■ **INPUT**:
PR #1854, opened 2025-09-17
Add catwalk facades

programmer3481:
## What is the new behavior?
Adds catwalk facades (both tfg and ae2)
also fix being able to craft singular bricks into gregtech stone facades

## Implementation Details
tfg's facade tag is an item tag while ae2's facade tag is a block tag so i just put the ae2 facade tag adding logic into the ae2 folder and basically copied tfg folder's as a block tag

■ **TASK ITEM**: Write out the whole listing again. Match it word for word.

■ **RESULT BELOW**:
PR #1854, opened 2025-09-17
Add catwalk facades

programmer3481:
## What is the new behavior?
Adds catwalk facades (both tfg and ae2)
also fix being able to craft singular bricks into gregtech stone facades

## Implementation Details
tfg's facade tag is an item tag while ae2's facade tag is a block tag so i just put the ae2 facade tag adding logic into the ae2 folder and basically copied tfg folder's as a block tag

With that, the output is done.